Each record is to be printed again precisely as it reads.

=== Provided entries ===

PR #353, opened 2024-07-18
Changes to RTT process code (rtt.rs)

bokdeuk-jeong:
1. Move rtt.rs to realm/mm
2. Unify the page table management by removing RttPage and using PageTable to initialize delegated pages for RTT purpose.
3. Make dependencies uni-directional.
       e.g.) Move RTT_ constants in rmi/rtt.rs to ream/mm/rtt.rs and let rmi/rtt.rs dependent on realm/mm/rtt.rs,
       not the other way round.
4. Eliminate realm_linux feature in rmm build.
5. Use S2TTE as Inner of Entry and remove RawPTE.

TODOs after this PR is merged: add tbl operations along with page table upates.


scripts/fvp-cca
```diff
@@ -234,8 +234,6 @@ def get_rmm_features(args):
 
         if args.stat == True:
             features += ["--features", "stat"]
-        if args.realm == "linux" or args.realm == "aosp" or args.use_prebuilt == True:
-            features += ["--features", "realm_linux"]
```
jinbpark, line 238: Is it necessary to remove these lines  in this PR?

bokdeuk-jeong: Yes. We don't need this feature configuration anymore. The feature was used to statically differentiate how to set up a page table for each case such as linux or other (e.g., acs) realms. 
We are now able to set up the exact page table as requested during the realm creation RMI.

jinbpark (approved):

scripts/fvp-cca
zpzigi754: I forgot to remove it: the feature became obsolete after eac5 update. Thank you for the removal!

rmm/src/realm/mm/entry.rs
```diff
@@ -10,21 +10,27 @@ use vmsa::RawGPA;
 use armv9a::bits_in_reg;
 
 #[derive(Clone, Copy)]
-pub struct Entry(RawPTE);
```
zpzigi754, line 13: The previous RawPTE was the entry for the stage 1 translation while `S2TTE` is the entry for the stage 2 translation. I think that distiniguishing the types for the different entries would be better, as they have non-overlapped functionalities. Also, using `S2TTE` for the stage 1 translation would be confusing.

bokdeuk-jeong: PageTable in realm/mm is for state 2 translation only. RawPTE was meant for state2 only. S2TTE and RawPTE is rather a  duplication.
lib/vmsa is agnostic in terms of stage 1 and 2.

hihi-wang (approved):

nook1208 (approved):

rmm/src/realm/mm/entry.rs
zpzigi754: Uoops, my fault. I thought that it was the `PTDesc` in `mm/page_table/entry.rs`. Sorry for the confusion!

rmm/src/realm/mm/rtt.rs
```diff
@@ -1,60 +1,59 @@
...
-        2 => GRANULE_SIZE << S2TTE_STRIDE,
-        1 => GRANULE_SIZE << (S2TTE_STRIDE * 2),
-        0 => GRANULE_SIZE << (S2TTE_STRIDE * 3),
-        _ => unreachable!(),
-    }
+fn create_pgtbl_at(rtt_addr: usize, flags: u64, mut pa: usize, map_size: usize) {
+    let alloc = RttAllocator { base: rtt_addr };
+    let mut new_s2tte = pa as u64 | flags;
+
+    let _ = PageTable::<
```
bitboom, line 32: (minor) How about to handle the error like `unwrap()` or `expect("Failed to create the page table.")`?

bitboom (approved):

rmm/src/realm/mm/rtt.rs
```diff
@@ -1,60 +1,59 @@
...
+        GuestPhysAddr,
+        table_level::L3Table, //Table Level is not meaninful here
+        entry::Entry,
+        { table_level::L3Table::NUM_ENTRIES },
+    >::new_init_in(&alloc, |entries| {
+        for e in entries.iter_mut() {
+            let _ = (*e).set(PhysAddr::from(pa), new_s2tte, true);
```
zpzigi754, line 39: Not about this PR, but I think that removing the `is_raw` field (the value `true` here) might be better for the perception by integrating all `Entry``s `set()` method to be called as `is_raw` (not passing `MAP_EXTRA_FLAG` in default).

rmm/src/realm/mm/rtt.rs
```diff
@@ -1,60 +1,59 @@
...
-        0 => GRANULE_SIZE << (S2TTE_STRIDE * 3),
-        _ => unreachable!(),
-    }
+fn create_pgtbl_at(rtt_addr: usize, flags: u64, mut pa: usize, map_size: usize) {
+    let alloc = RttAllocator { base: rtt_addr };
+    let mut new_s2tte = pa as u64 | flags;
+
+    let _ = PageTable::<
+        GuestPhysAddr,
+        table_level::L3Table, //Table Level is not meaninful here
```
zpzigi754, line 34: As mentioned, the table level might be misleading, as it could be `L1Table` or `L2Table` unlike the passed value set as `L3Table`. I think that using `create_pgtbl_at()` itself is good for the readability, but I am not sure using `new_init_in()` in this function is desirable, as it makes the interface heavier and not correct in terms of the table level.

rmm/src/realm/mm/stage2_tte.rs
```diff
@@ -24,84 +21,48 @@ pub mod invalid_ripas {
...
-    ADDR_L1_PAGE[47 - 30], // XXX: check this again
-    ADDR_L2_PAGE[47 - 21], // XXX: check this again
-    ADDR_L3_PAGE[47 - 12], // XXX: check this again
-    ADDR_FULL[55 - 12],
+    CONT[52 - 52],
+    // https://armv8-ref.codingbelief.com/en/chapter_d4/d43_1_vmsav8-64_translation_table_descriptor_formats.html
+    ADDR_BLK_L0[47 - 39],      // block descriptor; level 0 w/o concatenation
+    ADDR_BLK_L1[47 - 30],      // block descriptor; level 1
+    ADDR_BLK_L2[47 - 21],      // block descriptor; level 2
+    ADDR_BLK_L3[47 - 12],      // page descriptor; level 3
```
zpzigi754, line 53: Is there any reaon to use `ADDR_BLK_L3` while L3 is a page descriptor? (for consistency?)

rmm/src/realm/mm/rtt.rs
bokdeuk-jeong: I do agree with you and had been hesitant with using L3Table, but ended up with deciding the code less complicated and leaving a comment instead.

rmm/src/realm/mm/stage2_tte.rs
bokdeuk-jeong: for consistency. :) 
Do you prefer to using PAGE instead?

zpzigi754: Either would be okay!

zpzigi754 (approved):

===

Task result
PR #353, opened 2024-07-18
Changes to RTT process code (rtt.rs)

bokdeuk-jeong:
1. Move rtt.rs to realm/mm
2. Unify the page table management by removing RttPage and using PageTable to initialize delegated pages for RTT purpose.
3. Make dependencies uni-directional.
       e.g.) Move RTT_ constants in rmi/rtt.rs to ream/mm/rtt.rs and let rmi/rtt.rs dependent on realm/mm/rtt.rs,
       not the other way round.
4. Eliminate realm_linux feature in rmm build.
5. Use S2TTE as Inner of Entry and remove RawPTE.

TODOs after this PR is merged: add tbl operations along with page table upates.


scripts/fvp-cca
```diff
@@ -234,8 +234,6 @@ def get_rmm_features(args):
 
         if args.stat == True:
             features += ["--features", "stat"]
-        if args.realm == "linux" or args.realm == "aosp" or args.use_prebuilt == True:
-            features += ["--features", "realm_linux"]
```
jinbpark, line 238: Is it necessary to remove these lines  in this PR?

bokdeuk-jeong: Yes. We don't need this feature configuration anymore. The feature was used to statically differentiate how to set up a page table for each case such as linux or other (e.g., acs) realms. 
We are now able to set up the exact page table as requested during the realm creation RMI.

jinbpark (approved):

scripts/fvp-cca
zpzigi754: I forgot to remove it: the feature became obsolete after eac5 update. Thank you for the removal!

rmm/src/realm/mm/entry.rs
```diff
@@ -10,21 +10,27 @@ use vmsa::RawGPA;
 use armv9a::bits_in_reg;
 
 #[derive(Clone, Copy)]
-pub struct Entry(RawPTE);
```
zpzigi754, line 13: The previous RawPTE was the entry for the stage 1 translation while `S2TTE` is the entry for the stage 2 translation. I think that distiniguishing the types for the different entries would be better, as they have non-overlapped functionalities. Also, using `S2TTE` for the stage 1 translation would be confusing.

bokdeuk-jeong: PageTable in realm/mm is for state 2 translation only. RawPTE was meant for state2 only. S2TTE and RawPTE is rather a  duplication.
lib/vmsa is agnostic in terms of stage 1 and 2.

hihi-wang (approved):

nook1208 (approved):

rmm/src/realm/mm/entry.rs
zpzigi754: Uoops, my fault. I thought that it was the `PTDesc` in `mm/page_table/entry.rs`. Sorry for the confusion!

rmm/src/realm/mm/rtt.rs
```diff
@@ -1,60 +1,59 @@
...
-        2 => GRANULE_SIZE << S2TTE_STRIDE,
-        1 => GRANULE_SIZE << (S2TTE_STRIDE * 2),
-        0 => GRANULE_SIZE << (S2TTE_STRIDE * 3),
-        _ => unreachable!(),
-    }
+fn create_pgtbl_at(rtt_addr: usize, flags: u64, mut pa: usize, map_size: usize) {
+    let alloc = RttAllocator { base: rtt_addr };
+    let mut new_s2tte = pa as u64 | flags;
+
+    let _ = PageTable::<
```
bitboom, line 32: (minor) How about to handle the error like `unwrap()` or `expect("Failed to create the page table.")`?

bitboom (approved):

rmm/src/realm/mm/rtt.rs
```diff
@@ -1,60 +1,59 @@
...
+        GuestPhysAddr,
+        table_level::L3Table, //Table Level is not meaninful here
+        entry::Entry,
+        { table_level::L3Table::NUM_ENTRIES },
+    >::new_init_in(&alloc, |entries| {
+        for e in entries.iter_mut() {
+            let _ = (*e).set(PhysAddr::from(pa), new_s2tte, true);
```
zpzigi754, line 39: Not about this PR, but I think that removing the `is_raw` field (the value `true` here) might be better for the perception by integrating all `Entry``s `set()` method to be called as `is_raw` (not passing `MAP_EXTRA_FLAG` in default).

rmm/src/realm/mm/rtt.rs
```diff
@@ -1,60 +1,59 @@
...
-        0 => GRANULE_SIZE << (S2TTE_STRIDE * 3),
-        _ => unreachable!(),
-    }
+fn create_pgtbl_at(rtt_addr: usize, flags: u64, mut pa: usize, map_size: usize) {
+    let alloc = RttAllocator { base: rtt_addr };
+    let mut new_s2tte = pa as u64 | flags;
+
+    let _ = PageTable::<
+        GuestPhysAddr,
+        table_level::L3Table, //Table Level is not meaninful here
```
zpzigi754, line 34: As mentioned, the table level might be misleading, as it could be `L1Table` or `L2Table` unlike the passed value set as `L3Table`. I think that using `create_pgtbl_at()` itself is good for the readability, but I am not sure using `new_init_in()` in this function is desirable, as it makes the interface heavier and not correct in terms of the table level.

rmm/src/realm/mm/stage2_tte.rs
```diff
@@ -24,84 +21,48 @@ pub mod invalid_ripas {
...
-    ADDR_L1_PAGE[47 - 30], // XXX: check this again
-    ADDR_L2_PAGE[47 - 21], // XXX: check this again
-    ADDR_L3_PAGE[47 - 12], // XXX: check this again
-    ADDR_FULL[55 - 12],
+    CONT[52 - 52],
+    // https://armv8-ref.codingbelief.com/en/chapter_d4/d43_1_vmsav8-64_translation_table_descriptor_formats.html
+    ADDR_BLK_L0[47 - 39],      // block descriptor; level 0 w/o concatenation
+    ADDR_BLK_L1[47 - 30],      // block descriptor; level 1
+    ADDR_BLK_L2[47 - 21],      // block descriptor; level 2
+    ADDR_BLK_L3[47 - 12],      // page descriptor; level 3
```
zpzigi754, line 53: Is there any reaon to use `ADDR_BLK_L3` while L3 is a page descriptor? (for consistency?)

rmm/src/realm/mm/rtt.rs
bokdeuk-jeong: I do agree with you and had been hesitant with using L3Table, but ended up with deciding the code less complicated and leaving a comment instead.

rmm/src/realm/mm/stage2_tte.rs
bokdeuk-jeong: for consistency. :) 
Do you prefer to using PAGE instead?

zpzigi754: Either would be okay!

zpzigi754 (approved):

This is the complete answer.